Extracted information section start

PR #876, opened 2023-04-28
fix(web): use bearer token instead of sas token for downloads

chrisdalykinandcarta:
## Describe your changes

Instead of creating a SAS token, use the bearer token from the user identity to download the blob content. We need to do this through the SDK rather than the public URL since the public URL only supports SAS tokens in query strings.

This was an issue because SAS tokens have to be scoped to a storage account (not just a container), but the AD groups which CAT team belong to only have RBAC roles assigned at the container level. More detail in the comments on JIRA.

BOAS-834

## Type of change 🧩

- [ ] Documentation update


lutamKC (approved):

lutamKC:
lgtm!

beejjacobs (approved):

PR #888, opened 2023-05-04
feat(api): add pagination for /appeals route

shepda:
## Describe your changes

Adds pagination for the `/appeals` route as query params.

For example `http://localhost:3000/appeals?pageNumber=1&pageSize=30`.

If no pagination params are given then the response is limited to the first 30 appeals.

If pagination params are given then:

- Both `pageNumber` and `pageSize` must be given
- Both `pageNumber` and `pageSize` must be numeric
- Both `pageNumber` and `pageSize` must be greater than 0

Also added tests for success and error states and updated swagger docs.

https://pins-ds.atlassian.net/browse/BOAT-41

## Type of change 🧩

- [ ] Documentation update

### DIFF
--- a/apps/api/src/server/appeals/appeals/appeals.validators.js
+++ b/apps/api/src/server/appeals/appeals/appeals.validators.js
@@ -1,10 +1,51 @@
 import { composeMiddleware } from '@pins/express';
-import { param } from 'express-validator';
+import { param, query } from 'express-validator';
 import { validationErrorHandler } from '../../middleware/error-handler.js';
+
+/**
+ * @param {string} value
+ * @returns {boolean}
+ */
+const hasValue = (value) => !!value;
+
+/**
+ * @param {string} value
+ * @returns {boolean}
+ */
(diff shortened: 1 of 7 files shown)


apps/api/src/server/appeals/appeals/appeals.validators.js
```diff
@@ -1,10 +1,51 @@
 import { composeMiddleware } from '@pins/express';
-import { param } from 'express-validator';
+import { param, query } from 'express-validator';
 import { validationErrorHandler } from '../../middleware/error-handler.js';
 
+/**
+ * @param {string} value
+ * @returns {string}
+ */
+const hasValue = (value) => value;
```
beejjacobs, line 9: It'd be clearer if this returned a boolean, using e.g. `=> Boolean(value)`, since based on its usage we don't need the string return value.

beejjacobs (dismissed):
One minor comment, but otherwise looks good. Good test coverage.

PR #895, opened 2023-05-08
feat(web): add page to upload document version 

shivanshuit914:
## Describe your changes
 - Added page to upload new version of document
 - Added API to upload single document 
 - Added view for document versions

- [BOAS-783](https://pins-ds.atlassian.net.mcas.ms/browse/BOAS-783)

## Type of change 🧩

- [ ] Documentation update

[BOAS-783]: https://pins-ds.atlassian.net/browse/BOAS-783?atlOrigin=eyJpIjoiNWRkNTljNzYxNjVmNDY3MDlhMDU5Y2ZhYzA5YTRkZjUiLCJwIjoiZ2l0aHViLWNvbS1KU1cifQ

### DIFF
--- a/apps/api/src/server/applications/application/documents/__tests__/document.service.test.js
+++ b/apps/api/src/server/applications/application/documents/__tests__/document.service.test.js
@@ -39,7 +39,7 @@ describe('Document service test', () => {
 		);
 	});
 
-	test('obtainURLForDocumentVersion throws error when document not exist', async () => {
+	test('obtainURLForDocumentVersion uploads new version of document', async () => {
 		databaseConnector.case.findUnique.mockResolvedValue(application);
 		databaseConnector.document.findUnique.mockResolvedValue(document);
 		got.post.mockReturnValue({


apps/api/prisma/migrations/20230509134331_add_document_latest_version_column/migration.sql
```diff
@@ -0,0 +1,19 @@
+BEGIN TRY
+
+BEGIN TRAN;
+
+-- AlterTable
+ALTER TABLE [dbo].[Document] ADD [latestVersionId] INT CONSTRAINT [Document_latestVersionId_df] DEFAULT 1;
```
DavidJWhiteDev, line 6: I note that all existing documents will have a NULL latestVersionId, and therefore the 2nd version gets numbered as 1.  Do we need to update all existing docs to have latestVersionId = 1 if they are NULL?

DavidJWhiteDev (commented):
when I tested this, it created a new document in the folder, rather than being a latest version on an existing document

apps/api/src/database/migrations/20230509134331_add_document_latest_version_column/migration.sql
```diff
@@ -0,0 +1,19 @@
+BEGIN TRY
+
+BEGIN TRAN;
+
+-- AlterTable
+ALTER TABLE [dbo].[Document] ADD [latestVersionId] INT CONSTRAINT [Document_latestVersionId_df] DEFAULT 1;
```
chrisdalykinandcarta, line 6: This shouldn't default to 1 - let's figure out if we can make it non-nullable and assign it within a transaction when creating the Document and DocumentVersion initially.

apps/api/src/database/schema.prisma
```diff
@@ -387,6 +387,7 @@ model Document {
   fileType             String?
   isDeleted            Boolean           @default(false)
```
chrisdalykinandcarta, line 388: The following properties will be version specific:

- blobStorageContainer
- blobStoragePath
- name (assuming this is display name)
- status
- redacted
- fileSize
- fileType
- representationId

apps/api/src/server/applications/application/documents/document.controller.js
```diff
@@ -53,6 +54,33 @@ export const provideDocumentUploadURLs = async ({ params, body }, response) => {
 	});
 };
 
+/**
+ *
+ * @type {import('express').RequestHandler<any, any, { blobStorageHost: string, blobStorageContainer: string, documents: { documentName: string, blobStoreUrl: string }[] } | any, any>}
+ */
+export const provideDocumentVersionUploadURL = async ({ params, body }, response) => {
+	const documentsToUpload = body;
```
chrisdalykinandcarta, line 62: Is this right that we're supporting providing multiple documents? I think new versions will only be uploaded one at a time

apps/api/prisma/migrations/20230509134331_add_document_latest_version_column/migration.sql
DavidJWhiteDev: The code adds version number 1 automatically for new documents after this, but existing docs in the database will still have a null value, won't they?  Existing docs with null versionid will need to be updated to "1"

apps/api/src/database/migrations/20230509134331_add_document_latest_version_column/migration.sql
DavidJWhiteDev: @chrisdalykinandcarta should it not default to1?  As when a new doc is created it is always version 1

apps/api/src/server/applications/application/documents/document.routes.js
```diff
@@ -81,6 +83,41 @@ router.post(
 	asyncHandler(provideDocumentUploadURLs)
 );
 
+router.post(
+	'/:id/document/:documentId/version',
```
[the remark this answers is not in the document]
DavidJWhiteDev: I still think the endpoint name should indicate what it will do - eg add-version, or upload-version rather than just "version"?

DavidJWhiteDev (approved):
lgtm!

Extracted information section end

**Goal of the exercise**
Determine the number of lines in the preceding data that contain the word "databaseConnector". Reply with that number only.

**Task output**
2